The samples from abnormals I, II, III, III-2 and normal individuals were digested with three units of Fnu 4HI endonuclease for one hour or with six units of enzyme for four hours at 37°C. Five microliters of each sample was then applied to a 1.5% agarose gel containing ethidium bromide. The 340 bp fragment of normal DNA was cleaved into two fragments (about 240 and 100 bp), while that of the DNA from abnormal III remained unchanged (Figure 4) . The Fnu 4HI digests of the 340 bp fragments from abnormals II and III-2 each showed a mixed pattern of normal DNA and the DNA from abnormal III. In contrast, the DNA from abnormal I was cleaved completely. Prolonged digestion of the samples for four hours with six units of enzyme gave exactly the same results (Figure 4). The amplification and digestion of the genomic DNAs from abnormals I, II, III and III-2 was performed eight, two, three and two times, respectively, and the results obtained were the same in each experiment for each sample. Fnu 4HI recognizes only the GCNGC sequence, suggesting that one or more of these four nucleotides in the DNAs of abnormals III, III-2, and II is replaced by other nucleotides. Alternatively, a short stretch of nucleotides could be deleted or inserted in the abnormal DNA.

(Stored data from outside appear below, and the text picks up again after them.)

Issue #168, opened 2015-05-28
Pull request 161 should be reverted and fixed in Mono.


brentschmaltz:
This is a temporary work-around for a Mono issue.
https://github.com/AzureAD/azure-activedirectory-identitymodel-extensions-for-dotnet/pull/161

It should be reverted once Mono has been fixed.

tushargupta51:
This issue is for 4.x since the mentioned PR #161  was pushed to 4.x. I am not sure if we want to revert it  since 4.x is not supported on mono.

brentschmaltz:
Agreed, our 4.x code is working as desired.

PR #310, opened 2015-11-12
Release4x

brentschmaltz:
Merging release into master


tushargupta51:
one of the fixes in release4x has an issue opened for reverting the fix: https://github.com/AzureAD/azure-activedirectory-identitymodel-extensions-for-dotnet/issues/168. Though I am not sure if we want to revert that change.

Issue #316, opened 2015-11-18
Re-introduce a SecurityAlgorithms/JwtAlgorithms mapping table


PinpointTownes:
https://github.com/AzureAD/azure-activedirectory-identitymodel-extensions-for-dotnet/pull/300#issuecomment-157877007

/cc @brentschmaltz

tushargupta51:
@PinpointTownes @brentschmaltz 
I think we have consensus on having an outbound mapping (which means jwt generated by this library will have short alg names).

I and @brentschmaltz felt that we do not need an inbound mapping because the signature providers do not need to distinguish between a jwt alg or a xmldsig alg. As long as it knows how to handle both algorithms, it should be good. And what it supports is reflected by `IsSupported` method.

brentschmaltz:
@PinpointTownes @tushargupta51 Some background on why the mapping was originally needed. In 4.x and previous versions of Wilson, Algorithm logic such as: IsSupportedAlgorithm, GetHashAlgorithm, were delegated to the SecurityKey in System.IdentityModel.dll. Those SecurityKeys only understood certain algorithms. For example an X509AsymmetricSecurityKey would not understand RS256. Since RS256 and http://www.w3.org/2001/04/xmldsig-more#rsa-sha256 are the same, we needed to map. 
With our new model of viewing the SecurityKey as:
1. a bunch of bits
2. a wrapper for a CryptoProvider (think constructor RsaSecurityKey(RSA))
We don't need the mapping as our CryptoProviders understand that RS256 == http://www.w3.org/2001/04/xmldsig-more#rsa-sha256 and will do the right thing.

tushargupta51:
@brentschmaltz @PinpointTownes where have we landed with this?

PinpointTownes:
Sadly, nowhere. And it's still somewhere we **absolutely need**, specially since XMLdsig and JWA identifiers have been merged in the same class (`SecurityAlgorithms`).

polita:
Because we only support JWT right now, we will consider this when we reintroduce SAML.

PinpointTownes:
Fantastic, and in the meantime... https://github.com/AzureAD/azure-activedirectory-identitymodel-extensions-for-dotnet/issues/400

brentschmaltz:
https://github.com/AzureAD/azure-activedirectory-identitymodel-extensions-for-dotnet/pull/447
[...]

Issue #315, opened 2015-11-18
Add missing ECDSA xmldsig identifiers to SecurityAlgorithms


PinpointTownes:
> http://www.w3.org/2001/04/xmldsig-more#ecdsa-sha256
http://www.w3.org/2001/04/xmldsig-more#ecdsa-sha384
http://www.w3.org/2001/04/xmldsig-more#ecdsa-sha512

https://tools.ietf.org/html/rfc6931

@brentschmaltz I can submit a PR for that :clap:

PinpointTownes:
RSASSA-PSS identifiers should also be added:

> http://www.w3.org/2007/05/xmldsig-more#sha256-rsa-MGF1
http://www.w3.org/2007/05/xmldsig-more#sha384-rsa-MGF1
http://www.w3.org/2007/05/xmldsig-more#sha512-rsa-MGF1

brentschmaltz:
@PinpointTownes so even though we don't support those right now, I see no downside in introducing them for users who are taking advantage of custom SigningProviders.

PR #300, opened 2015-10-28
RC1 fixes.

brentschmaltz:
1. Formatting in logging.
2. Add SecurityTokenDescriptor
3. Use SigningCredentials only, remove SignatureProvider on JwtSecurityTokenHandler
4. Remove statics on JwtSecurityTokenHandler
5. OM assuming JwtSecurityToken on JwtSecurityTokenHandler
6. Test Cleanup
7. General code cleanup.
[...]

PR #317, opened 2015-11-21
Re-introduce a SecurityAlgorithms/JwtAlgorithms mapping table

PinpointTownes:
Fixes https://github.com/AzureAD/azure-activedirectory-identitymodel-extensions-for-dotnet/issues/316 and https://github.com/AzureAD/azure-activedirectory-identitymodel-extensions-for-dotnet/issues/315.

/cc @brentschmaltz

### DIFF
--- a/src/Microsoft.IdentityModel.Protocols.OpenIdConnect/OpenIdConnectProtocolValidator.cs
+++ b/src/Microsoft.IdentityModel.Protocols.OpenIdConnect/OpenIdConnectProtocolValidator.cs
@@ -429,28 +429,22 @@ namespace Microsoft.IdentityModel.Protocols.OpenIdConnect
             {
                 switch (algorithm)
                 {
-                    case SecurityAlgorithms.SHA256:
-                    case SecurityAlgorithms.ECDSA_SHA256:
-                    case SecurityAlgorithms.HMAC_SHA256:
-                    case SecurityAlgorithms.RSA_SHA256:
-                    case SecurityAlgorithms.RsaSha256Signature:
-                    case SecurityAlgorithms.PS256:
+                    case JwtAlgorithms.ECDSA_SHA256:
+                    case JwtAlgorithms.HMAC_SHA256:
+                    case JwtAlgorithms.RSASSA_PSS_SHA256:
+                    case JwtAlgorithms.RSA_SHA256:
                         return SHA256.Create();
 
-                    case SecurityAlgorithms.SHA384:
-                    case SecurityAlgorithms.ECDSA_SHA384:
-                    case SecurityAlgorithms.HMAC_SHA384:
-                    case SecurityAlgorithms.RSA_SHA384:
-                    case SecurityAlgorithms.RsaSha384Signature:
-                    case SecurityAlgorithms.PS384:
+                    case JwtAlgorithms.ECDSA_SHA384:
+                    case JwtAlgorithms.HMAC_SHA384:
+                    case JwtAlgorithms.RSASSA_PSS_SHA384:
+                    case JwtAlgorithms.RSA_SHA384:
                         return SHA384.Create();
 
-                    case SecurityAlgorithms.SHA512:
-                    case SecurityAlgorithms.RsaSha512Signature:
-                    case SecurityAlgorithms.RSA_SHA512:
-                    case SecurityAlgorithms.ECDSA_SHA512:
-                    case SecurityAlgorithms.HMAC_SHA512:
-                    case SecurityAlgorithms.PS512:
+                    case JwtAlgorithms.ECDSA_SHA512:
+                    case JwtAlgorithms.HMAC_SHA512:
+                    case JwtAlgorithms.RSASSA_PSS_SHA512:
+                    case JwtAlgorithms.RSA_SHA512:
                         return SHA512.Create();
                 }
 
--- a/src/System.IdentityModel.Tokens.Jwt/JwtHeader.cs
+++ b/src/System.IdentityModel.Tokens.Jwt/JwtHeader.cs
@@ -57,11 +57,14 @@ namespace System.IdentityModel.Tokens.Jwt
         {
             if (signingCredentials == null)
             {
-                this[JwtHeaderParameterNames.Alg] = SecurityAlgorithms.NONE;
+                this[JwtHeaderParameterNames.Alg] = JwtAlgorithms.NONE;
             }
             else
             {
-                this[JwtHeaderParameterNames.Alg] = signingCredentials.Algorithm;
+                string algorithm;
+                if (OutboundAlgorithmMap.TryGetValue(signingCredentials.Algorithm, out algorithm))
+                    this[JwtHeaderParameterNames.Alg] = algorithm;
+
                 if (!string.IsNullOrEmpty(signingCredentials.Key.KeyId))
                     this[JwtHeaderParameterNames.Kid] = signingCredentials.Key.KeyId;
             }
@@ -69,6 +72,45 @@ namespace System.IdentityModel.Tokens.Jwt
             this[JwtHeaderParameterNames.Typ] = JwtConstants.HeaderType;
             SigningCredentials = signingCredentials;
         }
+
+        /// <summary>
+        /// Gets or sets the <see cref="IDictionary{TKey, TValue}"/> used to map
+        /// the JWA identifiers with the corresponding security algorithms.
+        /// </summary>
+        public static IDictionary<string, string> InboundAlgorithmMap { get; } = new Dictionary<string, string>
+        {
+            [JwtAlgorithms.ECDSA_SHA256] = SecurityAlgorithms.EcdsaSha256Signature,
+            [JwtAlgorithms.ECDSA_SHA384] = SecurityAlgorithms.EcdsaSha384Signature,
+            [JwtAlgorithms.ECDSA_SHA512] = SecurityAlgorithms.EcdsaSha512Signature,
+
+            [JwtAlgorithms.HMAC_SHA256] = SecurityAlgorithms.HmacSha256Signature,
+            [JwtAlgorithms.HMAC_SHA384] = SecurityAlgorithms.HmacSha384Signature,
+            [JwtAlgorithms.HMAC_SHA512] = SecurityAlgorithms.HmacSha512Signature,
+
+            [JwtAlgorithms.RSA_SHA256] = SecurityAlgorithms.RsaSha256Signature,
+            [JwtAlgorithms.RSA_SHA384] = SecurityAlgorithms.RsaSha384Signature,
+            [JwtAlgorithms.RSA_SHA512] = SecurityAlgorithms.RsaSha512Signature
+        };
+
+        /// <summary>
+        /// Gets or sets the <see cref="IDictionary{TKey, TValue}"/>
+        /// used to map the security algorithms with their JWA identifier.
+        /// </summary>
+        /// <exception cref="ArgumentNullException">'value' is null.</exception>
+        public static IDictionary<string, string> OutboundAlgorithmMap { get; } = new Dictionary<string, string>
+        {
+            [SecurityAlgorithms.EcdsaSha256Signature] = JwtAlgorithms.ECDSA_SHA256,
+            [SecurityAlgorithms.EcdsaSha384Signature] = JwtAlgorithms.ECDSA_SHA384,
+            [SecurityAlgorithms.EcdsaSha512Signature] = JwtAlgorithms.ECDSA_SHA512,
+
+            [SecurityAlgorithms.HmacSha256Signature] = JwtAlgorithms.HMAC_SHA256,
+            [SecurityAlgorithms.HmacSha384Signature] = JwtAlgorithms.HMAC_SHA384,
+            [SecurityAlgorithms.HmacSha512Signature] = JwtAlgorithms.HMAC_SHA512,
+
+            [SecurityAlgorithms.RsaSha256Signature] = JwtAlgorithms.RSA_SHA256,
+            [SecurityAlgorithms.RsaSha384Signature] = JwtAlgorithms.RSA_SHA384,
+            [SecurityAlgorithms.RsaSha512Signature] = JwtAlgorithms.RSA_SHA512
+        };
 
         /// <summary>
         /// Gets the signature algorithm that was used to create the signature.
--- a/src/System.IdentityModel.Tokens.Jwt/JwtSecurityTokenHandler.cs
+++ b/src/System.IdentityModel.Tokens.Jwt/JwtSecurityTokenHandler.cs
@@ -659,6 +659,12 @@ namespace System.IdentityModel.Tokens.Jwt
                     return jwt;
             }
 
+            var algorithm = jwt.Header.Alg;
+
+            // If the algorithm cannot be resolved, used the 'alg' claim as-is.
+            if (!string.IsNullOrEmpty(jwt.Header.Alg) && !JwtHeader.InboundAlgorithmMap.TryGetValue(jwt.Header.Alg, out algorithm))
+                algorithm = jwt.Header.Alg;
+
             byte[] signatureBytes = Base64UrlEncoder.DecodeBytes(jwt.RawSignature);
 
             // if the kid != null and the signature fails, throw SecurityTokenSignatureKeyNotFoundException
@@ -693,7 +699,7 @@ namespace System.IdentityModel.Tokens.Jwt
                 {
                     try
                     {
-                        if (ValidateSignature(encodedBytes, signatureBytes, securityKey, jwt.Header.Alg))
+                        if (ValidateSignature(encodedBytes, signatureBytes, securityKey, algorithm))
                         {
                             IdentityModelEventSource.Logger.WriteInformation(LogMessages.IDX10242, token);
                             jwt.SigningKey = securityKey;
--- a/src/System.IdentityModel.Tokens/AsymmetricSignatureProvider.cs
+++ b/src/System.IdentityModel.Tokens/AsymmetricSignatureProvider.cs
@@ -58,12 +58,9 @@ namespace System.IdentityModel.Tokens
         /// </summary>
         public static readonly Dictionary<string, int> DefaultMinimumAsymmetricKeySizeInBitsForSigningMap = new Dictionary<string, int>()
         {
-            { SecurityAlgorithms.ECDSA_SHA256, 256 },
-            { SecurityAlgorithms.ECDSA_SHA384, 256 },
-            { SecurityAlgorithms.ECDSA_SHA512, 256 },
-            { SecurityAlgorithms.RSA_SHA256, 2048 },
-            { SecurityAlgorithms.RSA_SHA384, 2048 },
-            { SecurityAlgorithms.RSA_SHA512, 2048 },
+            { SecurityAlgorithms.EcdsaSha256Signature, 256 },
+            { SecurityAlgorithms.EcdsaSha384Signature, 256 },
+            { SecurityAlgorithms.EcdsaSha512Signature, 256 },
             { SecurityAlgorithms.RsaSha256Signature, 2048 },
             { SecurityAlgorithms.RsaSha384Signature, 2048 },
             { SecurityAlgorithms.RsaSha512Signature, 2048 }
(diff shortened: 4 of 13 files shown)


src/Microsoft.IdentityModel.Protocols.OpenIdConnect/OpenIdConnectProtocolValidator.cs
```diff
@@ -429,28 +429,22 @@ public virtual HashAlgorithm GetHashAlgorithm(string algorithm)
             {
                 switch (algorithm)
                 {
-                    case SecurityAlgorithms.SHA256:
```
PinpointTownes: FYI, I removed the `SHA256` value as it's not a valid JWA algorithm.

src/System.IdentityModel.Tokens.Jwt/JwtHeader.cs
```diff
@@ -57,13 +57,21 @@ public JwtHeader(SigningCredentials signingCredentials)
...
             {
-                this[JwtHeaderParameterNames.Alg] = SecurityAlgorithms.NONE;
+                this[JwtHeaderParameterNames.Alg] = JwtAlgorithms.NONE;
             }
             else
             {
-                this[JwtHeaderParameterNames.Alg] = signingCredentials.Algorithm;
+                string algorithm;
+                // Review: should we throw an exception if no JWA identifier can be found?
+                if (OutboundAlgorithmMap.TryGetValue(signingCredentials.Algorithm, out algorithm))
```
PinpointTownes: Should we throw if the algorithm is not supported or just ignore it?

src/System.IdentityModel.Tokens.Jwt/JwtSecurityTokenHandler.cs
```diff
@@ -659,6 +659,17 @@ protected virtual JwtSecurityToken ValidateSignature(string token, TokenValidati
                     return jwt;
             }
 
+            var algorithm = jwt.Header.Alg;
+
+            if (!string.IsNullOrEmpty(jwt.Header.Alg))
+            {
+                // Review: should this code path throw instead of using the "alg" as-is?
+                if (!JwtHeader.InboundAlgorithmMap.TryGetValue(jwt.Header.Alg, out algorithm))
```
PinpointTownes: Same question.

src/System.IdentityModel.Tokens/AsymmetricSignatureProvider.cs
```diff
@@ -158,21 +152,15 @@ protected virtual HashAlgorithmName GetHashAlgorithmName(string algorithm)
 
             switch (algorithm)
             {
-                case SecurityAlgorithms.SHA256:
```
PinpointTownes: I removed SecurityAlgorithms.SHA256 (and the equivalents) because it's not really a signature algorithm, but I'm fine reverting this change if you think it's better to keep it.

PinpointTownes:
Hey, no CI builds on this repository? YOLO! :smile:

test/Microsoft.IdentityModel.Protocols.OpenIdConnect.Tests/OpenIdConnectProtocolValidatorTests.cs
```diff
@@ -271,7 +271,7 @@ public void ValidateMessageWithIdTokenCode()
             var cHashClaim = IdentityUtilities.CreateHashClaim(validCode, "SHA256");
             var jwt = CreateValidatedIdToken();
             jwt.Payload.AddClaim(new Claim(JwtRegisteredClaimNames.Nonce, validNonce));
-            jwt.Header[JwtHeaderParameterNames.Alg] = "SHA256";
+            jwt.Header[JwtHeaderParameterNames.Alg] = JwtAlgorithms.RSA_SHA256;
```
PinpointTownes: Same remark as above, SHA256 is not a signature algorithm and is not a valid valid for `alg`.

PinpointTownes:
Question: `OpenIdConnectProtocolValidator.HashAlgorithmMap` doesn't seem to be used (except by the tests :smile:). Should we remove it?

src/Microsoft.IdentityModel.Protocols.OpenIdConnect/OpenIdConnectProtocolValidator.cs
brentschmaltz: It is a valid Hash algorithm.

PinpointTownes: `GetHashAlgorithm` is used by `ValidateHash`, whose `algorithm` parameter corresponds to the `alg` header, which is necessarily a signature algorithm, not a digest algorithm.

src/System.IdentityModel.Tokens.Jwt/JwtHeader.cs
```diff
@@ -71,6 +79,45 @@ public JwtHeader(SigningCredentials signingCredentials)
         }
 
         /// <summary>
+        /// Gets or sets the <see cref="IDictionary{TKey, TValue}"/> used to map
+        /// the JWA identifiers with the corresponding security algorithms.
+        /// </summary>
+        public static IDictionary<string, string> InboundAlgorithmMap { get; } = new Dictionary<string, string>
```
brentschmaltz: Ideally, Inbound/OutboundAlgorithmMap would be instance, however we can't instantiate for every token being processed, as this is clearly a performance issue. There is a way to provide instance, but would require a bit of internal logic.

src/System.IdentityModel.Tokens.Jwt/JwtSecurityTokenHandler.cs
brentschmaltz: Since ValidateSignature is extensible, we should not throw here.

src/Microsoft.IdentityModel.Protocols.OpenIdConnect/OpenIdConnectProtocolValidator.cs
brentschmaltz: I understand that. However you are making assumptions about what the algorithm will be used for.

src/Microsoft.IdentityModel.Protocols.OpenIdConnect/OpenIdConnectProtocolValidator.cs
```diff
@@ -429,28 +429,22 @@ public virtual HashAlgorithm GetHashAlgorithm(string algorithm)
...
-                    case SecurityAlgorithms.ECDSA_SHA256:
-                    case SecurityAlgorithms.HMAC_SHA256:
-                    case SecurityAlgorithms.RSA_SHA256:
-                    case SecurityAlgorithms.RsaSha256Signature:
-                    case SecurityAlgorithms.PS256:
+                    case JwtAlgorithms.ECDSA_SHA256:
```
brentschmaltz: You are turning this into: JwtAsymmetricSignatureProvider. It is general purpose and needs to serve other algorithms.

src/System.IdentityModel.Tokens/AsymmetricSignatureProvider.cs
```diff
@@ -58,12 +58,9 @@ public class AsymmetricSignatureProvider : SignatureProvider
         /// </summary>
         public static readonly Dictionary<string, int> DefaultMinimumAsymmetricKeySizeInBitsForSigningMap = new Dictionary<string, int>()
         {
-            { SecurityAlgorithms.ECDSA_SHA256, 256 },
-            { SecurityAlgorithms.ECDSA_SHA384, 256 },
-            { SecurityAlgorithms.ECDSA_SHA512, 256 },
-            { SecurityAlgorithms.RSA_SHA256, 2048 },
-            { SecurityAlgorithms.RSA_SHA384, 2048 },
-            { SecurityAlgorithms.RSA_SHA512, 2048 },
+            { SecurityAlgorithms.EcdsaSha256Signature, 256 },
```
brentschmaltz: I am concerned about reduction here. If ValidateAsymmetricSecurityKeySize can't find the algorithm, we allow it through.

src/System.IdentityModel.Tokens/AsymmetricSignatureProvider.cs
brentschmaltz: Given we don't know how the HashAlgorithmName is going to be used, why should we choose to claim we don't support it?

src/System.IdentityModel.Tokens.Jwt/JwtSecurityTokenHandler.cs
```diff
@@ -693,7 +704,7 @@ protected virtual JwtSecurityToken ValidateSignature(string token, TokenValidati
                 {
                     try
                     {
-                        if (ValidateSignature(encodedBytes, signatureBytes, securityKey, jwt.Header.Alg))
+                        if (ValidateSignature(encodedBytes, signatureBytes, securityKey, algorithm))
```
brentschmaltz: Have a look at: https://github.com/AzureAD/azure-activedirectory-identitymodel-extensions-for-dotnet/blob/KDev/src/System.IdentityModel.Tokens.Jwt/JwtSecurityTokenHandler.cs#L395 , https://github.com/AzureAD/azure-activedirectory-identitymodel-extensions-for-dotnet/blob/KDev/src/System.IdentityModel.Tokens.Jwt/JwtSecurityTokenHandler.cs#L599

src/System.IdentityModel.Tokens/AsymmetricSignatureProvider.cs
PinpointTownes: There's actually no reduction here, I just removed the JWA identifiers and replaced them by their XMLDsig equivalent :smile:

src/System.IdentityModel.Tokens.Jwt/JwtSecurityTokenHandler.cs
PinpointTownes: And what am I supposed to see, exactly? :smile: 

Here, the algorithm variable contains the XMLDsig name if it was found, or the `alg` header as-is if no corresponding algorithm was found.

brentschmaltz:
@PinpointTownes what do you what to do with this?

src/System.IdentityModel.Tokens.Jwt/JwtSecurityTokenHandler.cs
brentschmaltz: We are passing the SigningCredentials not JwtHeader.Alg.

PinpointTownes: Sorry, I don't understand what you mean.

PinpointTownes:
@brentschmaltz when you're happy with all the changes, don't hesitate to merge it :smile:

src/System.IdentityModel.Tokens/AsymmetricSignatureProvider.cs
PinpointTownes: This method is always used to "extract"/resolve the digest algorithm from a signature algorithm name (RS256 -> SHA256). I'm not sure it's really useful/semantically correct to include the digest algorithms.

PinpointTownes:
Rebased.

test/System.IdentityModel.Tokens.Jwt.Tests/ExtensibilityTests.cs
```diff
@@ -133,6 +133,45 @@ public void NamedKeySecurityKeyIdentifierClause_Extensibility()
         }
 #endif
 
+        [Fact(DisplayName = "ExtensibilityTests: Algorithm names can be mapped inbound and outbound (AsymmetricSignatureProvider)")]
```
PinpointTownes: FYI, these tests have been removed by @tushargupta51's latest PR. If you think it's not a good idea to re-introduce them, I'm fine.

test/System.IdentityModel.Tokens.Jwt.Tests/ExtensibilityTests.cs
```diff
@@ -133,6 +133,45 @@ public void NamedKeySecurityKeyIdentifierClause_Extensibility()
...
+        {
+            JwtSecurityTokenHandler handler = new JwtSecurityTokenHandler();
+            string newAlgorithmValue = "bobsYourUncle";
+
+            string originalAlgorithmValue = ReplaceAlgorithm(SecurityAlgorithms.HmacSha256Signature, newAlgorithmValue, JwtHeader.OutboundAlgorithmMap);
+            JwtSecurityToken jwt = handler.CreateToken(issuer: IdentityUtilities.DefaultIssuer, audience: IdentityUtilities.DefaultAudience, signingCredentials: KeyingMaterial.DefaultSymmetricSigningCreds_256_Sha2) as JwtSecurityToken;
+            ReplaceAlgorithm(SecurityAlgorithms.HmacSha256Signature, originalAlgorithmValue, JwtHeader.OutboundAlgorithmMap);
+
+            // outbound mapped algorithm is "bobsYourUncle", inbound map will not find this
+            ExpectedException expectedException = ExpectedException.SecurityTokenInvalidSignatureException(substringExpected: "IDX10640:");
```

To characterize the mutation(s) at the DNA level, the amplified fragments were sequenced. Since both the 5'- and 3'-end primers were designed to produce double-stranded fragments flanked by Hind III recognition sequences, the amplified 340 bp fragments from normal and abnormal individuals were digested with Hind III and ligated into M13 sequencing vectors cut with Hind III. In order to obtain the DNA sequence coding for the specific region around amino acid residue 601, the amplified DNAs were also digested with Hinc II and Pst I endonucleases. The digested samples were electrophoresed on a 1.5% agarose gel, electroeluted, and dialyzed against 0. IX TBE (IX TBE is 89 mM Tris-borate, 89 mM boric acid, 20 mM EDTA) overnight. The dialyzed samples were extracted with phenol and chloroform, precipitated with ethanol, resuspended in TE, and finally subcloned into M13mpl8 or mpl9 in order to obtain discrete overlapping sequences. The DNA sequences of the inserts were then obtained using the dideoxynucleotide method (Sanger et al. Proc. Natl. Acad. Sci. USA 74: 5463-5467, 1977) with dATP [α-35S] and buffer gradient gels (Biggin et al. Proc. Natl. Acad. Sci. USA 80:3963- 3965, 1983).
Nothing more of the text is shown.